Geometry and topology of complex interconnected systems is a project at the intersection of geometry, topology, algebra, and probability. The goal is to answer the following questions: how probabilistic effects appear at different scales in complex interconnected systems, how an understanding can be used to verify hypotheses about different complicated datasets, and how prediction and statistical analysis can take these structures into account. This project is led by Professor Michael Farber and part of the data-centric engineering programme's 'Mathematical foundations' challenge.
AI for control problems project uses a competition platform to accelerate progress in data-driven control problems. 'Rangl' is a competition platform created at the Alan Turing Institute as a new model of collaboration between academia and industry.
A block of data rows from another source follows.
PR #757, opened 2026-07-15
fix(agent): stop persisting browse listings in the DB and bound the job list

ioanalytica:
## Impact & urgency

Not a new regression — the persisted browse listing was introduced in `f075bce4` ("fix(agent): dispatch backups and browse archives via agent"), so it has shipped in **every release since v2.2.0**. On managed-agent installs `agent_jobs.result` grows unboundedly (one install reached ~2 GB within a week) and `GET /managed-machines/agent-jobs` then stalls loading it. Because it affects all `v2.2.x`, landing this in the next tagged release would be valuable; the included migration also reclaims the already-accumulated space on existing installs.

## Problem

Two issues around managed-agent archive browsing compound into unbounded app-DB growth and a stalled admin UI:

1. **Browse listings are persisted forever.** A completed `repository.list_archive_contents` job stores the archive's full `borg list` output in `agent_jobs.result`. For a large archive that is hundreds of MB, and it is never cleared — every browse adds another copy. The listing is purely transient: it only needs to survive until the polling browse request reads it once, after which the parsed items live in the archive cache and the agent can reproduce them on demand.

2. **`GET /managed-machines/agent-jobs` returns everything, including results.** The endpoint returns *all* agent jobs with their full `result` blobs and no limit. Once a few large browse results have accumulated, a single call loads and serializes gigabytes and blocks the event loop for tens of seconds — so the managed-agent page (which polls this endpoint) can no longer refresh, and every concurrent request waits behind it.

## Fix

- **browse**: clear `agent_jobs.result` once the listing has been consumed into the cache (guarded in `finally`; the 202 "still pending" path keeps it so the next poll can still read it).
- **agent-jobs list**: never load or serialize `result` — SQLAlchemy `defer(AgentJob.result)` plus a result-less `AgentJobSummaryResponse` — and bound the row count with a `limit` query param (default 200, max 1000). The list view only needs metadata; a single-job fetch still carries the result.
- **migration**: clear `result` for existing `repository.list_archive_contents` jobs and VACUUM to return the freed space to the filesystem (startup-only, best-effort).

## Tests

- `_drop_agent_job_result` nulls a persisted listing.
- The job list omits `result` and honours `limit`.
- Existing browse tests (queue/poll/202/resume) still pass.

## Summary by CodeRabbit

* **New Features**
  * Agent job listings now support a bounded `limit` (newest-first).
  * Agent job listings return metadata only, omitting the large result payload.
* **Bug Fixes**
  * Browse returns HTTP 202 with a job ID while agent results are still pending.
  * After browse results are consumed, stored results are cleared to reduce payload retention (including for previously persisted cached listings via an SQLite-safe migration).
* **Tests**
  * Added/expanded unit tests for result clearing, listing shape, newest-first ordering, and `limit` behavior.

### DIFF
--- a/app/api/browse.py
+++ b/app/api/browse.py
@@ -6,7 +6,7 @@ from sqlalchemy.orm import Session
 import os  # noqa: F401
 import structlog
 
-from app.database.models import User, Repository, SystemSettings
+from app.database.models import User, Repository, SystemSettings, AgentJob
 from app.database.database import get_db
 from app.api.auth import get_current_user
 from app.core.borg_router import BorgRouter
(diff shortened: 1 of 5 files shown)


ioanalytica:
_Moved into the PR description — see the **Impact & urgency** section at the top._

karanhudia (approved):
Reviewed the bounded metadata listing and browse-result cleanup; approved for merge.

Through integration with OpenAI Gym, rangl offers a user-friendly environment to develop learning approaches to data-driven control problems. Anybody can propose a rangl challenge, compete in a challenge by designing a controller, or contribute an 'off-the-shelf' AI controller for users to customise. This project is led by Professor John Moriarty.
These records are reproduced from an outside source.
PR #759, opened 2026-07-16
Fix timeline ordering and harden release validation

karanhudia:
## Description
Fixes the dashboard timeline ordering from #758 and hardens the release
validation changes already included on this branch. Same-day activity dots now
render oldest-to-newest, while release workflows safely validate inputs and
only publish main-ancestry revisions.

## Related Issue
Fixes #758

## Type of Change
- [x] 🐛 Bug fix (non-breaking change which fixes an issue)
- [ ] ✨ New feature (non-breaking change which adds functionality)
- [ ] 💥 Breaking change (fix or feature that would cause existing functionality to not work as expected)
- [ ] 📖 Documentation update
- [x] 🎨 UI/UX improvement
- [x] 🧪 Test addition/improvement
- [ ] ♻️ Refactoring

## Testing
- [x] I have tested this locally
- [x] I have added tests that prove my fix is effective or that my feature works
- [x] All existing tests pass

Commands run:
- `bash -n scripts/semver.sh scripts/check-release-version.sh scripts/bump-version.sh scripts/release.sh`
- strict-SemVer parser checks for valid and leading-zero versions
- `npm test -- --run src/pages/dashboard-v3/ActivityTimeline.test.tsx`
- `npm run check:locales`
- `npm run typecheck`
- `npm run lint`
- `npm run build`

## Checklist
- [x] I have read the [CONTRIBUTING](CONTRIBUTING.md) guidelines
- [x] My code follows the style guidelines of this project
- [x] I have performed a self-review of my own code
- [x] I have commented my code, particularly in hard-to-understand areas
- [x] I have made corresponding changes to the documentation
- [x] My changes generate no new warnings
- [x] New and existing unit tests pass locally with my changes

## Screenshots (if applicable)
Not applicable; this corrects the ordering of existing timeline dots.

## Additional Context
Release workflow values now pass through environment variables, manual
dispatches verify main ancestry, SemVer rules are shared by all release
commands, and main plus its release tag are pushed atomically.

## Summary by CodeRabbit

* **New Features**
  * Added stricter release validation to ensure the release tag, version metadata, and source commit ancestry are consistent before publishing.
  * Added gating so Docker image publishing only proceeds after release validation completes.
  * Added Storybook coverage for the activity timeline.
* **Bug Fixes**
  * Activity timeline events now render in deterministic chronological order within the same day.
* **Documentation**
  * Documented the release process, supported versioning, verification behavior, and guidance for immutable published tags.
* **Tests**
[...]

PR #761, opened 2026-07-17
Hardening of the hardening of the release validation

ioanalytica:
The release validation added in #759 is a good idea — and it currently fails against `main` itself, which blocks the next release:

```
$ ./scripts/check-release-version.sh v2.2.6
Error: app/config.py declares 2.2.3; expected 2.2.6 for v2.2.6.
```

`VERSION` and `frontend/package.json` say `2.2.6`; `app/config.py` and `app/main.py` still say `2.2.3`. The 2.2.6 bump (`619db52d`) did not go through `release.sh`, which is the only thing that rewrites those two literals, so they kept what they last said — and the check that would have caught it landed afterwards. It is wired into `release.yml`, `docker-publish.yml` and `release.sh`, so the next tag hits it.

## Why not just bump the two literals

That fixes today and leaves the same trap set: they are copies, and a copy drifts again the moment a bump takes any other path. This removes them instead, so **`VERSION` is the only place a version is written down**:

- `app/config.py` reads `VERSION`
- `app/main.py` takes its version from `get_runtime_app_version()`
- nothing else declares one

**No version is bumped here.** `VERSION` stays at 2.2.6 — which release comes next is entirely your call. The only user-visible change is that `/api/docs` stops advertising 2.2.3: at runtime the app already reported 2.2.6, because `get_runtime_app_version()` reads the `VERSION` file.

## Two things found on the way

Solar nowcasting with machine vision project will establish a worldwide open data “clearing house” for solar photovoltaic geodata. The clearing house will reconcile data sources, and transform the data into clean datasets consumable directly by machine learning algorithms. The algorithms being used for PV out-turn prediction by regional and national network operators (National Grid) and commercial market participants. This “missing link” will be a force multiplier, reducing carbon missions by enabling new demand management and energy-trading innovations. This project is led by Dr Dan Stowell and colleagues from University of Sheffield, University of Oxford and Open Climate Fix.
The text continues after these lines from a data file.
PR #561, opened 2020-05-26
Refactor Pipeline REST API endpoint

lresende:
Move pipeline submission endpoint from
api/scheduler to api/pipeline/schedule
 
           in the file; or

           it.


elyra/pipeline/handlers.py
```diff
@@ -51,8 +56,41 @@ def post(self, *args, **kwargs):
...
+        self.log.debug("Pipeline SchedulerHandler now executing post request")
+
+        pipeline_definition = self.get_json_body()
+
+        self.log.debug("JSON payload: %s", pipeline_definition)
+
+        pipeline = PipelineParser.parse(pipeline_definition)
+
+        if pipeline.export:
+            PipelineProcessorManager.export(pipeline)
```
kevin-bates, line 82: We should throw an exception here.  The client is calling the wrong endpoint.

The same goes for `PipelineExportHandler`.  It should confirm that `pipeline.export` is True.

elyra/pipeline/handlers.py
```diff
@@ -51,8 +56,41 @@ def post(self, *args, **kwargs):
...
+            json_msg = json.dumps({"status": "ok",
+                                   "message": "Pipeline successfully exported"})
         else:
-            return ','.join(pipeline_array)
+            response = PipelineProcessorManager.process(pipeline)
+            json_msg = json.dumps({"status": "ok",
+                                   "message": "Pipeline successfully submitted",
```
kevin-bates, line 88: Per this review comment https://github.com/elyra-ai/elyra/pull/560#discussion_r429986432 I don't think we should include status and dialog text in the response.  Let the UI deal with that (and it doesn't look like the UI even checks `status` or `message` from the response anyway).

elyra/pipeline/handlers.py
```diff
@@ -51,8 +56,41 @@ def post(self, *args, **kwargs):
...
+                                   "experiment-url": response.experiment_url,
+                                   "object-storage-url": response.object_storage_url,
+                                   "object-storage-path": response.object_storage_path
+                                   })
+
+        self.set_status(200)
```
kevin-bates, line 94: We should add a try/except block similar to the [`metadata handlers`](https://github.com/elyra-ai/elyra/blob/master/elyra/metadata/handlers.py#L57-L64) so checked exceptions don't all get mapped to `500` codes.

These will also be reflected in the swagger doc.

elyra/pipeline/handlers.py
```diff
@@ -51,8 +56,41 @@ def post(self, *args, **kwargs):
...
+            json_msg = json.dumps({"status": "ok",
+                                   "message": "Pipeline successfully exported"})
         else:
-            return ','.join(pipeline_array)
+            response = PipelineProcessorManager.process(pipeline)
+            json_msg = json.dumps({"status": "ok",
+                                   "message": "Pipeline successfully submitted",
+                                   "experiment-url": response.experiment_url,
+                                   "object-storage-url": response.object_storage_url,
+                                   "object-storage-path": response.object_storage_path
```
kevin-bates, line 91: I recommend adding a `to_json()` method on `PipelineProcessorResponse`, the change this to:

```python
json_msg = json.dumps(response.to_json())
```

elyra/pipeline/handlers.py
ajbozarth: echoing my response on another comment about this, iirc this is an API "good practice" and should be set whether or not our front end uses it.

elyra/pipeline/handlers.py
ajbozarth: +1

elyra/pipeline/handlers.py
lresende: that has been removed from here with `rename variables and clean up` pr

Issue #409, opened 2020-04-06
Add code mirror on code snippet display


karlaspuldaro:
Ideally, we want code snippets to display syntax highlighting as below:
![image](https://user-images.githubusercontent.com/25207344/78600940-e20d5580-7821-11ea-8f3d-be566eae0bcb.png)

vabarbosa:
Resolved by #589

PR #589, opened 2020-05-29
Create metadata editor

### LINKED ISSUE #556: Add ability to create code-snippets from the UI
Now that metadata instance can be managed via the REST API, we should minimally add the ability for users to create, update, and delete code-snippets from the web frontend.

marthacryan:
Opens a dialog that allows user to edit the name / description /
language / code of a code snippet. 

Still need to implement/fix:
- [x] deleting code snippets 
- [ ] Known bug that when editing code in the text area of the dialog, the dialog submits when the return key is pressed (might try to add code mirror and see if that helps)

Fixes #556 

Screenshots to come after implementing delete. 

 
           in the file; or

           it.


packages/ui-components/src/icons.tsx
```diff
@@ -16,6 +16,7 @@
 
 import { LabIcon } from '@jupyterlab/ui-components';
 
+import addSnippetSvg from '../style/icons/addSnippet.svg';
```
ajbozarth, line 19: since this is a pretty generic icon that could be used elsewhere I would suggest not using "snippet" in the name

ajbozarth: that should have applied to our pipeline icons as well

marthacryan: Do you think that [this line](https://github.com/elyra-ai/elyra/pull/589/files/ed11b87edce40a9277c9bc2d612a085c6192a56d#diff-075ae968e6c9905859aaa6eb9c77d6f4R34) makes it unique though? The variable name is just for retrieving it from the `style` directory.

ajbozarth: I meant all of it, the filename, vars names, style names. It's just an add icon, so it's name shouldn't include snippet. (Whereas the pipeline icons are a custom color for it's UI specifically)

marthacryan:
Screenshots of the current state of the UI:
image
Dialog when "New snippet" button is pressed:
image
Dialog when delete button is pressed:
image

Still need to fix the bug for pressing "enter" and also want to talk about the UI a bit more.

lresende:
Does this bring a new dialog for creating the code-snippet? How hard would it be to make the dialog to take control of the code-snippet panel and let the user create a new thing from there, this way he can easily navigate and copy+paste code from a notebook or python file?

vabarbosa:
@marthacryan nice progress on this so far. i would tend to agree with @lresende that have the add/edit form in the sidebar would be more helpful than in a new dialog.

i understand the PR is a WIP (and you are probably aware of these) but wanted to mention a couple things i noticed at first pass-through:

1. the Add code snippet icon does not give any visual indicator that it is actionable when you hover over it. maybe the cursor can be changed and/or highlight it's background
1. when successfully deleting a code snippet i had to refresh to see it was removed from sidebar
1. the multiple **+** icons can be confusing. i associate the  **+** with adding something which makes sense in the context of adding a new code snippet. however, it does not when you are inserting a code snippet into a notebook or file. since you are working in this area, i would vote you replace the insert icon with something more like the **Paste** or **Import** icons ([from Carbon Design System](https://www.carbondesignsystem.com/guidelines/icons/library)):
image
image

kevin-bates:
+1 to Luciano's idea, although I think we should still have a dialog option as well.

I guess I'd like a wider dialog.  Perhaps a layout that resembles something akin to this...
```
Name:   ----------------------------------------      Language:  ------------------------- V 
Description (optional):
------------------------------------------------------------------------------------------
Code: 
------------------------------------------------------------------------------------------
------------------------------------------------------------------------------------------
------------------------------------------------------------------------------------------
------------------------------------------------------------------------------------------
------------------------------------------------------------------------------------------
```
I know that's poorly conveyed, but you get the idea:
- Name and Language can share  a line,
- Language gets populated with a set of languages from existing kernelspecs (and code-snippets?),
- 'python' is marked as the default language, if it exists in kernelspecs or when there are zero languages in kernelspecs (rare).  If there are kernelspecs languages and none are python, I suppose we just choose the first in the list?
- The code portion is visibly wider and taller giving the impression that it can be pasted into.

Should we let users bring their own language?  Seems like we should. In that case, the language seems like it would need to be a combination edit/dropdown thing if that's possible.

marthacryan:
@lresende @kevin-bates I could definitely make it available in the code snippets panel, although I think we'd need to choose between opening the dialog and making it available in the code snippets panel, right? We could talk about this at the scrum if you think we should have a conversation about it.

marthacryan:
@vabarbosa Thoughts on this one for inserting code? 
image

vabarbosa:
> @vabarbosa Thoughts on this one for inserting code?
>

@marthacryan that one could also work

marthacryan:
Still need to clean up code and fix merge conflicts. Screenshots to come after cleanup.

marthacryan:
Here's what the most current UI looks like: 
For editing snippets:
image
For adding snippets:
image
Changes should automatically update in the left side pane when the "Save Snippet" button is pressed. 
I also added code mirror to the left side which fixes #409. 
Close-up of the snippet preview in the left side panel (might need to change color of the trash icon): 
image
On clicking the language dropdown:
image
If a language isn't present in the dropdown:
image
Reopens tabs on reloading the page (has a couple of issues with this: doesn't reopen unsaved code snippet editing tabs, also reverts the code snippet back to original fields even though the metadata has been updated)

marthacryan:
I want to make the form less hard-coded to the fields of code snippets, not sure if that needs to be in this PR?

kevin-bates:
Whoa - those screenshots look really cool!  

My only suggestions would be:
- Drop the large header in the code-snippet window.  I don't think they are necessary.  If anything, perhaps a reminder its a code-snippet like: "New Code-Snippet" and "Edit Code-Snippet".
- Make the 'Name' edit control about half its size so 'Description' moves over - or align them vertically.

Is that language dropdown list some newfangled, button-based dropdown?  I've never seen that format.

packages/ui-components/src/MetadataEditor.tsx
```diff
@@ -0,0 +1,197 @@
...
+            this.metadata.language != ''
+              ? this.metadata.language
+              : '(No selection)'
+          }
+        />
+      </Select>
+    );
+    return (
+      <div className={ELYRA_METADATA_EDITOR_CLASS}>
+        <h1> Edit {this.metadata.name} Metadata </h1>
```
karlaspuldaro, line 164: Not sure about this header content, maybe 'New code snippet' if we are creating a new one.
The text size is a bit too large as well.

packages/code-snippet/src/CodeSnippetDisplay.tsx
```diff
@@ -0,0 +1,263 @@
...
+  };
+
+  // Display warning dialog when inserting a code snippet incompatible with editor's language
+  private showWarnDialog = async (
+    editorLanguage: string,
+    snippetName: string
+  ): Promise<Dialog.IResult<string>> => {
+    return showDialog({
+      title: 'Warning',
+      body:
```
vabarbosa, line 140: this may be easier to read using template literals, i.e.,
```
body: `Code snippet "${snippetName}" is incompatible with ${editorLanguage}. Continue?`
```

packages/code-snippet/src/CodeSnippetDisplay.tsx
```diff
@@ -0,0 +1,263 @@
...
+      ).then((response: any): void => {
+        this.props.updateSnippets();
+      });
+    });
+  };
+
+  // Render display of code snippet list
+  private renderCodeSnippet = (codeSnippet: ICodeSnippet): JSX.Element => {
+    const displayName =
+      '[' + codeSnippet.language + '] ' + codeSnippet.displayName;
```
vabarbosa, line 182: i would go with template literal here as well:
```javascript
const displayName = `[${codeSnippet.language}] ${codeSnippet.displayName}`;
```

packages/code-snippet/src/CodeSnippetWidget.tsx
```diff
@@ -214,37 +52,164 @@ export class CodeSnippetWidget extends ReactWidget {
...
+        snippetEditor.endpoint + '/' + newSnippet.name,
+        { method: 'PUT', body: newSnippetString },
+        false
+      ).then((response: any): void => {
+        this.updateSnippets();
+      });
+    }
+  }
+
+  async openCodeSnippetEditor(
```
vabarbosa, line 162: just something to think about...
rather than have callers pass in each property individually could this accept an object containing appropriate fields that you would deconstruct:
```javascript
  async openCodeSnippetEditor({name, description, language, code, newFile=true})
```
or if empty string is preferred default value instead of `undefined`:
```javascript
  async openCodeSnippetEditor({name='', description='', language='', code='', newFile=true})
```

that way each time `openCodeSnippetEditor` is called the caller does not have to worry about provided every single field individually and in the correct order.
for example, in line 79 you could just do something like:
```javascript
this.openCodeSnippetEditor(args)
```

and in line 126 you could do this:
```javascript
this.openCodeSnippetEditor({});
```

packages/code-snippet/src/CodeSnippetWidget.tsx
```diff
@@ -214,37 +52,164 @@ export class CodeSnippetWidget extends ReactWidget {
...
+      newFile,
+      this.saveSnippet,
+      this.editorFactory,
+      CODE_SNIPPET_ENDPOINT
+    );
+    metadataEditorWidget.id = METADATA_EDITOR_ID;
+    if (newFile) {
+      metadataEditorWidget.title.label = 'New Snippet';
+    } else {
+      metadataEditorWidget.title.label = '[' + language + '] ' + displayName;
```
vabarbosa, line 185: this is a good candidate for template literals and avoiding having to have all the `+`:

```javascript
metadataEditorWidget.title.label = `$[{language}] ${displayName}`;
```

packages/code-snippet/src/CodeSnippetWidget.tsx
```diff
@@ -214,37 +52,164 @@ export class CodeSnippetWidget extends ReactWidget {
...
+  }
+
+  addCodeSnippet(): void {
+    this.openCodeSnippetEditor('', '', '', '', true);
+  }
+
+  saveSnippet(snippetEditor: MetadataEditor): void {
+    const newSnippet = {
+      schema_name: 'code-snippet',
+      name: snippetEditor.metadata.name,
```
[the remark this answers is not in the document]
vabarbosa: also, the `name` field is more restrictive than `display_name`. for example, you cannot have a space in the `name` field but it is acceptable in `display_name`. may want to think about normalizing the the `name` field (i.e., replace spaces with underscoring or removing unacceptable characters). the user does not necessarily see the `name` but they do see the `display_name` so keeping the `display_name` as they entered but modifying the `name` should suffice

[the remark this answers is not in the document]
kevin-bates: I agree that this makes sense to check on the client.  FYI - The server will apply the schema file against the sent payload to validate all fields (including required) anyway. 

For now, it's probably fine to use "hard-coded" required values and forgo application of the schema.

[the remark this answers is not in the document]
vabarbosa: @kevin-bates the more i think about it,  am i correct in my interpretation of the `name` field as sort of a unique ID field for the metadata?

if so, given that assumption, would it be worth allowing submission to the server without a `name` field but include `display_name` (i.e., you need a `name` and/or a `display_name`)? in cases where only the `display_name` is provided the server would generate a `name` (e.g., normalizing the `display_name` or generating a unique id).  

and this would be only applicable for creating not editing. since you shouldn't be allowed to edit the ID/name but you still able to edit the `display_name`.

that way
- the client doesn't have to be cognizant of underlining ID/name mechanism
- the end user just sees/creates the `display_name` without having to think about or make sure they are abiding by the underlining ID/name requirements
- if  ID/name validation requirements ever changed it can all be handled in server rather than having to make updates in server and all clients calling the POST API.

your thoughts? maybe a discussion for a later time...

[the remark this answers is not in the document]
kevin-bates: Hi @vabarbosa - this all makes sense.  I agree that the name displayed here should only be the display name.

Yes, the `name` is actually the filename of the persisted metadata - so in that sense - it is unique.  Keep in mind though, that _this_ uniqueness spans the hierarchy and is essentially how we allow factory data to be "updated" (although that update equates to a file's creation in another directory).

Looking at how we [currently deal with `name`](https://github.com/elyra-ai/elyra/blob/master/elyra/metadata/metadata.py#L266-L272) we also support hyphens and already enforce lowercase, so preserving hyphens, replacing spaces with underscores and lowercasing characters will be compatible.  We'd then just need to figure out what to do with 8-bit+ characters (and I'm guessing we'd just strip them).  And of course, we'd need to tolerate it being `None`.

packages/application/src/services.tsx
```diff
@@ -39,4 +39,33 @@ export class FrontendServices {
 
     return metadataResponse[namespace];
   }
+
+  static async postMetadata(namespace: string, requestBody: any): Promise<any> {
+    const metadataResponse: any = await RequestHandler.makePostRequest(
+      'elyra/metadata/' + namespace,
```
vabarbosa, line 45: maybe make `elyra/metadata` a variable in the class and just reference the variable in each of the requests

packages/metadata-editor/src/MetadataEditor.tsx
```diff
@@ -0,0 +1,248 @@
...
+  }
+
+  onCloseRequest(msg: Message) {
+    this.dispose();
+    super.onCloseRequest(msg);
+  }
+
+  saveMetadata(): void {
+    if (this.newFile) {
+      this.metadata.name = this.metadata.displayName.split(' ').join('_');
```
vabarbosa, line 68: fyi, PR #629 is in review and once merged you shouldn't need this.

packages/metadata-editor/src/MetadataEditor.tsx
```diff
@@ -0,0 +1,248 @@
...
+    const newSnippetString = JSON.stringify(newSnippet);
+
+    if (this.newFile) {
+      FrontendServices.postMetadata(this.endpoint, newSnippetString).then(
+        (response: any): void => {
+          this.updateSignal();
+        }
+      );
+      this.newFile = false;
+      this.title.label = `[${this.metadata.language}] ${this.metadata.displayName}`;
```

Detecting and understanding harmful content online project aims to systematise research in online harms (e.g. research on hate speech). It will do this by developing lists of datasets and benchmarks to compare different attempts to solve the problem and developing guidelines for practitioners who wish to use the outputs of online harms research. The project is led by Professor Nishanth Sastry, Dr Bertie Vidgen and Dr Gareth Tyson. A result of this project includes a hatespeechdata.com website which collects together several known datasets related to hate speech online. This is expected to serve as a resource for researchers in the area.
Security and privacy in the decentralised web project is looking at the emerging decentralised web - specifically 'Mastodon' which is a decentralised version of Twitter. To achieve this, a web collection tool is being developed to gather and analyse data from Mastodon. This project aims to perform a statistical analysis that characterises usage of Mastodon and design techniques to help Mastodon instances to identify malicious behaviour and resilience threats to the system. The output is a large-scale characterisation of user behaviour and resiliience threats to the infrastructure. This project is led by Dr Gareth Tyson, Dr Emiliano De Cristofaro and Professor Nishanth Sastry.